Michael straightened. DFS was the Department of Family Services.
“What does that mean?” He suddenly wanted out of this ambulance, as if social workers had secreted his brothers away already. Tension held him rigid, and the only thing keeping him sitting here was the knowledge that acting like a panicked freak would do more harm than good.
“It means if I take you in for questioning, I’m responsible for making sure your brothers are taken care of.”
“We just dragged him out of his house, unconscious,” Hannah said. “Why don’t you find someone else to question?”
“There is no one else right now, Hannah.”
The words hung there in space for a moment, and Michael flinched, realizing what that meant.
The fire marshal continued, “I had one of your brothers under arrest a month ago. Should I have kept him that way?”
“My brother didn’t do this.”
“Then help me prove it. Answer my questions. Take a walk through your house with me.”
Michael hesitated. The night had been too long, the events too quick to string together. He needed an hour to sit down and think.
Marshal Faulkner took a step closer. “A rookie cop could put two and two together on this one, Mike. Your brother was a prime arson suspect a month ago—and while he ended up with a rock-solid alibi during interrogation, you didn’t. Your house is the only one still standing. They’re talking about bringing in bomb dogs to see if that earthquake was really a natural occurrence. I’m not trying to rough you up here, but I need something that doesn’t look so damning or I’m going to have to drag you in on principle.”

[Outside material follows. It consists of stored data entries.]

PR #11213, opened 2026-05-25
[#11212] test(authz): add CI workflow for multi-instance consistency

### LINKED ISSUE #11212: [Improvement] Add a CI workflow for cross-instance authorization consistency

We have a shell-based multi-instance consistency test at `dev/ci/test_multi_instance_consistency.sh` (94 assertions across 14 phases) that exercises the `JcasbinAuthorizer` cache propagation between two Gravitino instances backed by the same SQL backend. Today it has to be run manually against locally-started instances, which means:

- Regressions in the authz cache invalidation paths (owner change, role grant/revoke, role-privilege change, role/user deletion, etc.) only get caught when a developer remembers to run the script.
- The recent `versionCheckAndLoadRoles` fix for the role-delete propagation gap (follow-up to #10996) has no automated coverage gate.
- New caches / pollers added under `server-common/.../jcasbin/` are not exercised end-to-end across instances.

### How should we improve?

Add a dedicated GitHub Actions workflow that:

1. Starts a MySQL 8.0.33 service container (so both Gravitino instances share one real backend — H2 is not viable for multi-instance).
2. Applies `scripts/mysql/schema-1.3.0-mysql.sql`.
3. Builds `compileDistribution`, then stages two copies of `distribution/package` configured with:
   - Same JDBC URL → MySQL service.
   - `gravitino.cache.enabled = false` (isolates the JcasbinAuthorizer caches from the entity-store cache).
   - `gravitino.authorization.enable = true`.
   - `admin` as service admin.
   - Distinct ports (A: 8090/9001/9101, B: 8190/9011/9111).
4. Starts both instances and runs `dev/ci/test_multi_instance_consistency.sh` against them.
5. Uploads logs + confs on failure.

Triggers: push / PR on `main` and `branch-*`, plus manual `workflow_dispatch`. A `paths-filter` keeps it from running for unrelated changes (web-only, docs-only, etc.).

yuqi1129:

Adds a new GitHub Actions workflow at \`.github/workflows/multi-instance-consistency-test.yml\`
that brings up two Gravitino instances backed by a shared MySQL service container and runs
the shell-based consistency suite against them.

The complex instance-staging logic (JDBC download, conf patching, PID-grep fix, server
start + health-wait) lives in \`dev/ci/setup_multi_instance.sh\`, following the same pattern
as \`util_free_space.sh\` and \`test_multi_instance_consistency.sh\`. The YAML step is a single
\`bash dev/ci/setup_multi_instance.sh\` call.

The consistency suite at \`dev/ci/test_multi_instance_consistency.sh\` is a 19-phase /
128-assertion script that exercises the \`JcasbinAuthorizer\` caches (\`ownerRelCache\`,
\`metadataIdCache\`, \`userRoleCache\`, \`loadedRoles\`, \`groupRoleCache\`) and the
\`JcasbinChangePoller\` invalidation paths across two instances:

| Phase | What it covers |
|---|---|
| A / B' | Owner read-back + warm-cache invalidation (eventual, poll-driven) |
| C / D | Role grant / revoke immediately effective on the peer |
| E | Role-privilege add/remove immediately effective on the peer |
| F | Role hard-delete clears peer's \`loadedRoles\` cache |
| G / H | User delete + same-name re-create has no stale role inheritance |
| I | Role re-create with same name has no stale privilege leak |
| J | Cross-metalake isolation (role/owner does not leak) |
| K | DENY condition overrides ALLOW on a different role |
| L | Group lifecycle: create / grant / revoke / delete visible on peer |
| N | \`setOwner\` propagation works for non-METALAKE entities (TAG) |
| O | Multi-role partial revoke only affects the revoked role |
| P | Owner change on TAG with warm cache on the peer |
| Q | Burst of \`setOwner\` calls within one poll window converges |
| R | Re-granting an already-held role is idempotent |
| S | GROUP-type owner propagated correctly via \`ownerRelCache\` |
| T | Tag delete + same-name re-create has no stale owner (owner_meta invalidation) |
| U | GET \`/users/{user}\` on peer reflects role grant/revoke from the other instance |
| V | GET \`/roles/{role}\` on peer reflects privilege changes from the other instance |
| W | Bidirectional: grant/revoke on B is immediately effective on A |

Both Gravitino instances run with:

\`\`\`
gravitino.cache.enabled                = false    # isolates from entity-store cache
gravitino.authorization.enable         = true
gravitino.authorization.serviceAdmins  = admin
gravitino.entity.store.relational.jdbcUrl = <shared MySQL>
\`\`\`

A \`paths-filter\` job keeps the workflow from running for unrelated changes.

The script exercises the \`JcasbinAuthorizer\` cache layer end-to-end across instances;
without a CI gate, regressions in these paths only surface when someone runs the script
by hand. The recent \`versionCheckAndLoadRoles\` fix for the role-delete propagation gap
(follow-up to #10996) in particular has no automated coverage.

Fix: #11212

No.

The script itself is the test. It passes 128/128 in CI against two instances:

\`\`\`
== Summary ==
Passed: 128
Failed: 0
\`\`\`

The workflow file is structured per the existing access-control / integration test
workflows in this repo.


.github/workflows/multi-instance-consistency-test.yml
```diff
@@ -0,0 +1,231 @@
...
+            -o "$JDBC_JAR"
+          # Verify integrity against Maven Central's published SHA-1.
+          EXPECTED_SHA1="$(curl -fsSL \
+            https://repo1.maven.org/maven2/com/mysql/mysql-connector-j/8.0.33/mysql-connector-j-8.0.33.jar.sha1)"
+          echo "${EXPECTED_SHA1}  ${JDBC_JAR}" | sha1sum --check
+
+          # Second instance is a full copy with its own conf/, logs/, data/.
+          cp -a distribution/package distribution/package-b
+
+          configure_instance() {
```
roryqi: Should we use shell instead of yaml to maintain the complex logic?

yuqi1129: Done. Extracted all the staging + startup logic (JDBC download, `configure_instance()`, `patch_pid_grep()`, server start + health-wait) into `dev/ci/setup_multi_instance.sh`, following the same pattern as `util_free_space.sh` and `test_multi_instance_consistency.sh`. The YAML step is now a single `bash dev/ci/setup_multi_instance.sh` call.

roryqi:
Could u check whether it will involve the flaky tests?

yuqi1129:
> Could u check whether it will involve the flaky tests?

I'm working on it.

yuqi1129:
> flaky

Add more tests to cover flaky and metadata changes.

dev/ci/test_multi_instance_consistency.sh
```diff
@@ -0,0 +1,1051 @@
...
+expect "A: $USER_LISI (metalake owner) deletes tag $TAG_S" 200
+
+api "$INSTANCE_A" "$USER_LISI" DELETE "/api/metalakes/$METALAKE/groups/$GROUP_S"
+expect "A: delete group $GROUP_S" 200
+
+# ---- T. metadataIdCache invalidation: tag delete + same-name re-create -----
+
+section "T. Stale-owner safety on tag delete+re-create (eventual, ~${POLL_WAIT_SECS}s)"
+# When a tag is deleted on A and re-created with the same name, B must not
+# allow the old owner (wangwu) to exercise ownership on the new entity.
```
roryqi: wangwu? Could u give a better name?

roryqi:
No other comments except for names.

roryqi (approved):
LGTM.

PR #11218, opened 2026-05-25
[#10474] feat(lock): Activate latent OCC in entity store to fix HA write races

### LINKED ISSUE #10474: [Improvement] Address TreeLock limitations for Gravitino HA deployment
#### Background

Gravitino uses `TreeLock` (implemented in `core/src/main/java/org/apache/gravitino/lock/`) to ensure consistency and atomicity of metadata operations. The lock follows a hierarchical read-write locking strategy — it acquires read locks on all ancestor nodes and a write/read lock on the target node itself. For example, renaming a table `metalake.catalog.db.table1` acquires:

```
/                         → readLock
/metalake                 → readLock
/metalake/catalog         → readLock
/metalake/catalog/db      → writeLock   (parent of the renamed resource)
```

This design is managed by `LockManager`, which maintains an in-memory tree of `TreeLockNode`s backed by Java's `ReadWriteLock`.

#### Problem

`TreeLock` is **entirely in-process**. Each Gravitino server instance has its own `LockManager` with its own isolated lock tree in JVM memory. This fundamentally breaks down in **High Availability (HA) mode**, where multiple Gravitino server instances operate behind a load balancer:

1. **No cross-process coordination**: A write lock acquired on server A has zero visibility to server B. Two servers can concurrently modify the same metadata resource (e.g., both renaming the same table), causing data races and inconsistency.
2. **Race conditions on shared storage**: The backend metadata store (relational database) is shared across all nodes, but the locking layer protecting it is per-node, so conflicting writes can corrupt metadata state.
3. **Dead-lock detection is per-JVM**: The built-in dead-lock checker in `LockManager` only inspects threads within the local JVM; cross-node lock contention is entirely invisible.

#### Scope of Impact

`TreeLockUtils.doWithTreeLock(...)` is called across the majority of managers:

- `CatalogManager`, `MetalakeManager`
- `TableOperationDispatcher`, `SchemaOperationDispatcher`, `FilesetOperationDispatcher`, `TopicOperationDispatcher`, `ViewOperationDispatcher`, `ModelOperationDispatcher`, `PartitionOperationDispatcher`
- `TagManager`, `PolicyManager`, `StatisticManager`, `AccessControlManager`, `PermissionManager`, `OwnerManager`

Any metadata operation in these managers is potentially unsafe under concurrent HA traffic.

---

### How should we improve?

Two broad approaches are worth evaluating. Each has significant trade-offs:

**Option A — Distributed Lock**
Replace or wrap `TreeLock` with a distributed locking mechanism (e.g., ZooKeeper, etcd, or Redis-based). This preserves the existing hierarchical lock semantics and requires minimal changes to call sites.

- Pros: Semantically equivalent to current model; relatively bounded change surface.
- Cons: Introduces an external dependency; adds network round-trips on every metadata operation; requires handling distributed lock lease expiry, fencing tokens, and failure scenarios; potential new SPOF.

**Option B — Remove TreeLock; rely on storage-level consistency**
Eliminate `TreeLock` entirely and push concurrency control into the storage layer using optimistic locking (version-based CAS), database-level row locks, or serializable transactions.

- Pros: No external dependency; naturally correct in HA because all nodes share the same storage.
- Cons: Significant refactoring across all managers; requires retry logic for conflicts; may increase database load; harder to express coarse-grained parent-level write locks (e.g., "lock the whole schema while renaming a table").

**Option C....**

---

### Expected outcome

A concrete solution proposal covering:

1. Detailed analysis of the current `TreeLock` implementation and its limitations in HA mode.
2. Proposed solution with:
   - Design overview and key components/interfaces to change.
   - Analysis of correctness (does it fully eliminate the race conditions?).
   - Analysis of performance impact.
   - Migration strategy (how to transition from the current design without breaking existing behavior).
3. Optionally, a proof-of-concept implementation or pseudocode for the critical path.

urvishdesai:

Resolves #10474 — TreeLock is JVM-local, so concurrent writes from two Gravitino server nodes can silently corrupt entity state. This PR activates the **optimistic concurrency control (OCC) that already exists latently** in the entity store and adds a retry loop in the lock layer to make it HA-safe.

**The key insight**: every entity mapper already emits `WHERE current_version = #{old.currentVersion}` in its UPDATE SQL. If two nodes write concurrently, exactly one will match and advance the version; the other returns 0 rows. Before this PR, returning 0 rows silently threw a generic `IOException("Failed to update the entity")`. This PR converts that 0-row result into a typed `OptimisticLockException` and retries the full read-modify-write cycle (up to 3 times with 10/20/40 ms exponential back-off) inside `TreeLockUtils.doWithTreeLock`.

```sql
UPDATE catalog_meta SET ..., current_version = #{new.currentVersion}
WHERE  catalog_id = #{old.catalogId}
AND    current_version = #{old.currentVersion}
AND    deleted_at = 0
```

**Changes:**
- **`OptimisticLockException.java`** (new) — typed runtime exception extending `GravitinoRuntimeException`
- **`TreeLockUtils.java`** — retry loop for WRITE operations only; READ path unchanged; max 3 retries, 10/20/40 ms back-off
- **11 entity service classes** — replace generic `IOException` throw with `throw new OptimisticLockException(...)` when UPDATE returns 0 rows
- **Tests** — `TestTreeLockUtils` gets 3 new OCC test cases; `TestFilesetMetaService` updated for new exception type

`TreeLock` uses `ReentrantReadWriteLock` — a JVM-local primitive. In a multi-node (HA) deployment, two servers can acquire write locks on the same entity independently and race to commit, with no cross-node coordination. The existing WHERE clause in every UPDATE already provides DB-level atomicity, but the 0-row signal was discarded. This PR surfaces and acts on that signal.

Fix: #(issue)

No. The retry is transparent. After retries are exhausted `OptimisticLockException` propagates to the REST layer and returns HTTP 409 Conflict — a cleaner signal than the previous opaque 500.

- `./gradlew :core:test -PskipITs` — all existing tests pass
- New unit tests in `TestTreeLockUtils` cover:
  - Retry succeeds on second attempt
  - READ path does not retry on `OptimisticLockException`
  - Retry exhaustion re-throws after `OCC_MAX_RETRIES + 1` attempts
- `TestFilesetMetaService` updated to assert the new exception type

---

### Problem

`TreeLock` is JVM-local. In an HA setup with N Gravitino nodes, each node has its own lock tree. Two nodes can hold write locks on the same entity simultaneously and race to commit — silently corrupting state.

### This Approach — Latent OCC Activation (Option B)

**Core idea**: leverage the `current_version` column already present in every entity table. The DB UPDATE becomes the arbiter:

```sql
UPDATE gravitino_meta_schema
SET    current_version = #{new.currentVersion}, ...
WHERE  schema_id = #{new.schemaId}
  AND  current_version = #{old.currentVersion}   -- ← already in the SQL
```

Only one concurrent write can advance `N → N+1`. The loser gets 0 rows affected, catches `OptimisticLockException`, re-reads fresh state, and retries. TreeLock remains for single-node ordering; OCC adds cross-node safety at zero extra schema cost.

```
Node A                    DB                     Node B
  │── lock(WRITE) ──────────────────────────────────│
  │── SELECT version=5 ──▶                          │
  │                        ◀── SELECT version=5 ────│
  │── UPDATE WHERE v=5 ──▶ (v→6, 1 row affected)    │
  │                        ◀── UPDATE WHERE v=5 ─── │ (0 rows → OptimisticLockException)
  │                                                 │── retry: SELECT version=6
  │                                                 │── UPDATE WHERE v=6 ──▶ (v→7, 1 row)
```

**Retry policy**: 3 attempts max, 10/20/40 ms exponential back-off, WRITE path only.

**Limitations (acknowledged)**:
- Metalakes and catalogs set `nextVersion = lastVersion` (no increment), so OCC falls back to the full-field WHERE clause already present — slightly weaker but still safe under the DB's row-level locking.
- Parent-level create/drop isolation (e.g., two nodes racing to create tables in the same schema) is a pre-existing HA gap not addressed here. A follow-up can add an existence check inside the child INSERT transaction.

### Comparison with Other Proposals

| Dimension | **This PR (OCC)** | soulmachine's PR #11020 (JdbcLockBackend) | Option A (External ZK/Redis) |
|---|---|---|---|
| Schema changes | None — uses existing `current_version` | New `gravitino_lock` table | None |
| Extra DB round-trips per write | 0 on happy path (retry only on conflict) | +2 always (`SELECT FOR UPDATE` + release) | 0 |
| HA safe | ✅ Yes | ✅ Yes | ✅ Yes |
| New dependencies | None | None | ZooKeeper or Redis |
| Failure mode | Retry → 409 after exhaustion | Timeout → blocked threads | Network partition |
| Lines of code | ~150 | ~500+ (SPI + two backends) | ~1000+ |
| Contention model | Optimistic (low-write-conflict workloads) | Pessimistic (serialises all writes) | Pessimistic |
| Extensibility | Add retry tuning config | Add new LockBackend implementations | External cluster tuning |

**When OCC wins**: Gravitino's metadata workloads are typically read-heavy with infrequent concurrent writes to the same entity. OCC pays zero overhead on the common path and only retries on actual conflict.

**When pessimistic lock wins**: Under sustained high write concurrency to the same entity, OCC retry storms can increase latency. soulmachine's backend would be the right follow-up for those extreme cases.

Our OCC approach is the minimal, zero-dependency first step. It can coexist with soulmachine's SPI — a future `OccLockBackend` could be one implementation of the same interface.


jerryshao:
Hi @urvishdesai thanks a lot for your proposal. I think the purpose of the treelock doesn't only control the concurrency and consistency of DB operations. In the meantime, it also keeps the serial operations of the underlying data source. Here, in your proposal, you only take care of the DB operation. I think it is not enough.

In the meantime, the single row OCC solution can only take care of a single line update. How do we handle multi-table updates?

Michael looked away. Didn’t an officer need a warrant to search the house? Should he be calling a lawyer? Could he even get one at three in the morning?
When his parents died, they sure hadn’t left a manual.
Chapter Three: When You’re Suspected of Criminal Wrongdoing.
Wind sliced into the ambulance, biting through his damp clothes. He shivered.
A terrible, dark part of his brain wanted to start shouting. Yes. I’m guilty. I should have stopped this. Instead, I made it worse.
He swallowed, and his throat was so tight that it hurt.
The fire marshal hadn’t looked away. “If you want me to get a warrant, fine, I’ll get one. But if you’re not doing anything wrong, then what’s the big deal?”
Michael rubbed at his temples. Maybe if they went in the house, he could choke down half a bottle of aspirin. Or a whole bottle of whiskey. “Fine. Whatever. Let’s get this over with.”